More World Building
First, I'd like to say that I'm doing something cool I've never done before. I'm actually playing and a game for review purposes that hasn't come out yet! Obviously I can't tell you what game it is or what I think of it, but man... it's pretty cool.
Anyway, let's talk about more world building, shall we? I think it's fair to say that good number of writers enjoy world building. It's a chance to be creative without any restraints. For instance, I'm reading The Color of Magic right now and their world... well... it's a disc being held up by four elephants all standing on the back of a giant turtle swimming through space. And you know what? That works. The logic is consistent if a little weird, but it works.
And I think that's the most important part. The Discworld books aren't meant to be overly serious. They're certainly not Lord of the Rings. Their logic and humor works for them, but wouldn't necessarily work in another fictional world. And I think that's the key: your logic has to work for your story. Your humor, your rules, your gods, your world, it all has to fit right for your story.

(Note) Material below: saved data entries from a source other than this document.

PR #18450, opened 2020-01-22
Examples: Add XRControllerModelFactory class.

toji:
This utility makes it super simple to load controller meshes from the [webxr-input-profile registry](https://immersive-web.github.io/webxr-input-profiles/packages/viewer/dist/index.html), giving users a controller visualization that matches what they're holding in their hand, with individual components animated in response to real-world input.

Effectively, it gives WebXR apps a high-quality default controller with just a couple of lines of code.

*Usage Example:*
```js
let xrControllerModelLoader = new XRControllerModelLoader(gltfLoader);

let controller = renderer.xr.getControllerGrip(0); // See #18362
scene.add(controller);

let model = xrControllerModelLoader.getControllerModel(controller);
model.setEnvironmentMap(envMap); // Optional
controller.add(model);
```

And done! When the XR controller is detected it'll automatically reach out to a list of known controller assets (currently pulling from jsdelivr, though we're working on having a dedicated CDN in the near future) and downloads one that most closely matches the device the user is holding, as reported by the WebXR API.

Given that I'm still fairly new to contributing to Three, I've got a few questions regarding this PR that I'd like clarity on:

 - Naming conventions: The class is currently called a "Loader" but it doesn't behave quite like the other Loaders in the Examples. Is there a more preferable term? Manager? Helper?
 - Similarly, I'm using the term "Model" in the name, but I'm not sure if that's going to cause confusion? Mesh didn't seem appropriate because Three has a well defined concept of a Mesh and this isn't it. It's technically a Group, but "XRControllerGroup" doesn't feel appropriately descriptive.
 - This currently loads both an external JS library and the assets from a CDN, and I'm not sure how Three feels about that. The asset path is easy for apps to reconfigure if they want to point at their own copy of the controller assets, and the `motion-controller.js` library is small enough that it could feasibly be checked into Three as a third party library, but that would make it a bit harder to keep up-to-date.
 - Oh, and the version of those files that are currently pointed to will need to be updated before merging. We're about to publish version 1.0.0. I just wanted to start getting feedback early.

### DIFF
--- a/examples/jsm/webxr/XRControllerModelLoader.d.ts
+++ b/examples/jsm/webxr/XRControllerModelLoader.d.ts
@@ -1,0 +1,24 @@
+import {
+	Group,
+	Object3D,
+	Texture
+} from '../../../src/Three';
+
+import { GLTFLoader } from '../loaders/GLTFLoader';
+
+export class XRControllerModel extends Object3D {
+	constructor( );
+
+	motionController: any;
+
+	setEnvironmentMap( envMap: Texture ): XRControllerModel;
+}
+
+export class XRControllerModelLoader {
+	constructor( gltfLoader?: GLTFLoader );
+	gltfLoader: GLTFLoader | null;
+	path: string;
+
+	setGLTFLoader( gltfLoader: GLTFLoader ): XRControllerModelLoader;
+	getControllerModel( controller: Group ): XRControllerModel;
+}
--- a/examples/jsm/webxr/XRControllerModelLoader.js
+++ b/examples/jsm/webxr/XRControllerModelLoader.js
@@ -1,0 +1,286 @@
+/**
+ * @author Nell Waliczek / https://github.com/NellWaliczek
+ * @author Brandon Jones / https://github.com/toji
+ */
+
+import {
+	Mesh,
+	MeshBasicMaterial,
+	Object3D,
+	Quaternion,
+	SphereGeometry,
+} from "../../../build/three.module.js";
+
+import {
+	Constants as MotionControllerConstants,
+	fetchProfile,
+	MotionController
+} from 'https://cdn.jsdelivr.net/npm/@webxr-input-profiles/motion-controllers@0.1.0/dist/motion-controllers.module.js'
+
+const DEFAULT_PROFILES_PATH = 'https://cdn.jsdelivr.net/npm/@webxr-input-profiles/assets@0.1.0/dist/profiles'
+
+function XRControllerModel( ) {
+
+	Object3D.call( this );
+
+	this.motionController = null;
+	this.envMap = null;
+
+}
+
+XRControllerModel.prototype = Object.assign( Object.create( Object3D.prototype ), {
+
+	constructor: XRControllerModel,
+
+	setEnvironmentMap: function ( envMap ) {
+
+		if ( this.envMap == envMap ) {
+
+			return this;
+
+		}
+
+		this.envMap = envMap;
+		this.traverse(( child ) => {
+
+			if ( child.isMesh ) {
+
+				child.material.envMap = this.envMap;
+				child.material.needsUpdate = true;
+
+			}
+
+		});
+
+		return this;
+
+	},
+
+	/**
+	 * Polls data from the XRInputSource and updates the model's components to match
+	 * the real world data
+	 */
+	updateMatrixWorld: function ( force ) {
+
+		Object3D.prototype.updateMatrixWorld.call( this, force );
+
+		if ( !this.motionController ) return;
+
+		// Cause the MotionController to poll the Gamepad for data
+		this.motionController.updateFromGamepad();
+
+		// Update the 3D model to reflect the button, thumbstick, and touchpad state
+		Object.values( this.motionController.components ).forEach(( component ) => {
+
+			// Update node data based on the visual responses' current states
+			Object.values( component.visualResponses ).forEach(( visualResponse ) => {
+
+				const { valueNode, minNode, maxNode, value, valueNodeProperty } = visualResponse;
+
+				// Skip if the visual response node is not found. No error is needed,
+				// because it will have been reported at load time.
+				if ( !valueNode ) return;
+
+				// Calculate the new properties based on the weight supplied
+				if ( valueNodeProperty === MotionControllerConstants.VisualResponseProperty.VISIBILITY ) {
+
+					valueNode.visible = value;
+
+				} else if ( valueNodeProperty === MotionControllerConstants.VisualResponseProperty.TRANSFORM ) {
+
+					Quaternion.slerp(
+						minNode.quaternion,
+						maxNode.quaternion,
+						valueNode.quaternion,
+						value
+					);
+
+					valueNode.position.lerpVectors(
+						minNode.position,
+						maxNode.position,
+						value
+					);
+
+				}
+
+			});
+
+		});
+
+	}
+
+} );
+
+/**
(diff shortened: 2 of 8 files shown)


examples/jsm/webxr/XRControllerModelLoader.d.ts
```diff
@@ -0,0 +1,24 @@
...
+export class XRControllerModel extends Object3D {
+	constructor( );
+
+	motionController: any;
+
+	setEnvironmentMap( envMap: Texture ): XRControllerModel;
+}
+
+export class XRControllerModelLoader {
+	constructor( gltfLoader?: GLTFLoader );
```
NellWaliczek: At some point we may want to expand the @webxr-input-profiles/assets schema to support more than just gltf/glb so let's maybe change this to be passed in a generic Loader?

examples/jsm/webxr/XRControllerModelLoader.js
```diff
@@ -0,0 +1,286 @@
...
+	Object3D,
+	Quaternion,
+	SphereGeometry,
+} from "../../../build/three.module.js";
+
+import {
+	Constants as MotionControllerConstants,
+	fetchProfile,
+	MotionController
+} from 'https://cdn.jsdelivr.net/npm/@webxr-input-profiles/motion-controllers@0.1.0/dist/motion-controllers.module.js'
```
NellWaliczek: Are we planning on using this from within @webxr-input-profiles/viewer?  If so, we can't hardcode this path or it won't build against the @webxr-input-profiles/motion-controllers package in the same repo.

NellWaliczek (commented):
A few quick thoughts as I putter with my side project that I'm looking forward to using this in...

Mugen87:
> : The class is currently called a "Loader" but it doesn't behave quite like the other Loaders in the Examples. Is there a more preferable term? Manager? Helper?

Have you considered `XRControllerModelFactory`? AFAICS, `getControllerModel()` returns a new instance of `XRControllerModel`. So technically, it's somewhat a factory method. In that regard, `createControllerModel()` seems even more appropriate.

> Similarly, I'm using the term "Model" in the name, but I'm not sure if that's going to cause confusion?

`XRControllerModel` sounds fine to me.

> This currently loads both an external JS library and the assets from a CDN, and I'm not sure how Three feels about that. 

Usually, the project prefers to copy such files into `jsm/libs`. I think I would do the same here for now.

toji:
> Have you considered `XRControllerModelFactory`? ... In that regard, `createControllerModel()` seems even more appropriate.

Those both sounds fine to me!

> Usually, the project prefers to copy such files into `jsm/libs`. I think I would do the same here for now.

That'll be trivial for `motion-controllers.module.js`, but I question whether that's really what you want for the asset files? It's currently 67Mb worth of *.glb files, and it's expected to grow. As maintainers of that library we'd prefer to have developers point at a central repository when loading controllers to ease the personal burden on their servers, improve caching behavior across sites, and allow for automatic updates as new devices get added to the repository. That said, if you want Three to be completely standalone in this regard we can add them, and we'll just make sure that it's readily apparent that the root path can be changed.

Mugen87:
Okay, I see. Let's see what @mrdoob prefers here.

toji:
Updated the PR based on some of the feedback. Main class is now called `XRControllerModelFactory` with a `createControllerModel()` method. I also copied `motion-controllers.module.js` into `jsm/libs`. CDN usage is pending Doob review.

I also took a moment to clean up a couple of things that I found were bugging me. The factory will now create it's own GLTFLoader if you don't supply one, to make drop-in usage even easier, and I updated three of the samples that used controllers to make use of the library. (Sculpt/Paint were left out because they already have simple controller visualizations.)

To address a couple of comments from @NellWaliczek:

> At some point we may want to expand the @webxr-input-profiles/assets schema to support more than just gltf/glb so let's maybe change this to be passed in a generic Loader?

I think we could easily extend this in the future to allow that (though I think it would need a bit more than just passing in new loaders.) Since we only support glTF right now, and my assumption was that we'd require _at least_ a glTF file be present even if other assets were available, this seemed like a safe bet without over engineering v1. It's worth noting that Three has never been a library to *ahem* shy away from breaking changes, so I don't feel like this is a choice that will be limiting to us long term.

> Are we planning on using this from within @webxr-input-profiles/viewer? If so, we can't hardcode this path or it won't build against the @webxr-input-profiles/motion-controllers package in the same repo.

It would be nice to use it there, yes. (Though I don't view it as an absolute requirement.) I'd like to understand the build issues a bit more, though: In the latest change that library has been updated to link from a copy in `jsm/libs` at @Mugen87's suggestion. That should prevent any outright build problems, such as circular dependencies. We'd definitely like to use our own version of the library when building for the viewer, but I don't know of any way to handle import paths like this dynamically and I'd prefer to not force it to be something that users pass in. It's possible that as part of our build process we could copy `motion-controllers.module.js` into the appropriate three.js folder. Slightly janky, but should do the job? Am I overlooking a larger problem?

toji:
For the record, I discussed @NellWaliczek's feedback with her offline yesterday and it's my understanding that the issues have now been resolved and the current code will allow us to re-use this module as part of our viewer as hoped. I'm going to mark her comments as resolved.

mrdoob:
Great stuff!
I suspect we'll redesign the API but should be good for now.

mrdoob:
Thanks!

mrdoob:
Tested this a little bit more today. Phenomenal work!

@NellWaliczek @toji Thanks for solving this problem! 🙏

mrdoob:
Minor bug report: Oculus Quest controllers seem to be a bit off. I can take screenshots if needed but if you make the controllers touch each other you'll see that there's a bit of offset.

toji:
If you're referring to the position of the controllers (how well they line up with the real-world counterparts) then I fixed it this morning and just haven't published a new version of the package yet. Three should pick it up automatically when I do. If it's anything else (material issue, animation issue, etc.) please file a bug with screenshots! Thanks!

mrdoob:
That's what I meant. Magic!

Mugen87:
The visual feedback of the controllers (what button is pressed etc.) is really amazing!

NellWaliczek:
So glad you all like it!  <3

mrdoob:
@toji I'm still seeing the offset:

83850213_1515301941972680_4226151929824149504_o

I'm making the touch controllers... er..  touch... but in VR they intersect.

toji:
Oh! I forgot to publish the adjusted meshes to npm. I'll do that tonight.

toji:
And published! I don't know exactly how long it'll take for the changes to propagate through the various tubes, but I'd imagine you should start seeing the fixed controller positions within the hour (and maybe less with a cleared cache.)

tbyholm:
Hello! 

I tried this also, and for me it worked well on the Oculus Rift S rig, except that it's using the old Rift controls for some reason. The interesting thing is that if I use the HTC Vive on my own code the screen goes white if i turn the control 90 degrees around my wrist and stays like that, but in the three.js dragging example it does not. Furthermore, on my own solution it shows the correct HTC Vive controls but when i run the threejs dragging example I can see the correct Vive controllers for a split second and then they change into some default controller with a thumb pad. I've been using both Chrome 80 and latest Firefox (using the webxr pollyfill). I haven't had time to try it with the old Rift.  Don't know really if I'm doing something wrong but the only difference between my setup is that I only attach one controller and I don't add it to the scene, but to a dolly object so that it will follow when the character moves.  In general everythings is fine using THREE.VRController but I'm trying to migrate to the XR-standard.


-Thomas

PR #18467, opened 2020-01-24
cubemap background Increase blur level

gameatp:


WestLangley:
Related #18241.

Mugen87:
Closing for now until it's clear in #18241 what API is preferred.

WestLangley:
Reopening. This will not be considered as an option if it is closed.

@gameatp Thank you for your suggestion!

Mugen87:
But the implementation in #18241 is almost identical?

WestLangley:
@Mugen87 As you wish...

PR #18471, opened 2020-01-24
Editor: Add support for background texture.

Mugen87:
It was already possible to define the background's color, now it's possible to define the background via a texture. The new select UI also enable to set the background to `null`.

image

This is actually a nice preparation to support more advanced scene backgrounds in the editor.

BTW: It's not yet possible to safe and reload a scene with a background texture since `ObjectLoader` is unable to serialize/deserialize such a scene. I'll have a look at this when the PR goes in 👍

### DIFF
--- a/editor/js/Editor.js
+++ b/editor/js/Editor.js
@@ -122,7 +122,8 @@ Editor.prototype = {
 		this.scene.uuid = scene.uuid;
 		this.scene.name = scene.name;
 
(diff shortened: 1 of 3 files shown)


Mugen87:
http://raw.githack.com/Mugen87/three.js/dev9/editor/index.html

mrdoob:
Nice!

mrdoob:
Thanks!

What does that mean? It means there needs to be consistent logic. Things need to work in a predictable manner, even if that manner is bizarre. Some writers take this opportunity to throw everything at the wall and see what sticks, but I think you need show some restraint and caution here. Rewrites are a long, tedious process, and if your world is bizarre and strange, your edits are going to take forever to make sure your internal logic is consistent. Hand waving is sign of a lazy author, so I believe if you take your time in the planning stages, you'll save yourself a headache in the rewrites.
Does this mean your world can't have floating islands? Of course not! Just make sure that you know why they float and why other chunks of land don't. Can your magic wielders draw their power from sugary sweet drinks? Yeah, why not? Just make sure you know why those magic Kool-Aid pouches don't give others magic, too.
Try to avoid the allure of creating something just because it's cool. Make sure you understand the words and topics you want to include in your story before you start writing them. If people already have a concept in their heads about a certain topic or idea, you're going to have to give them a good reason to change it.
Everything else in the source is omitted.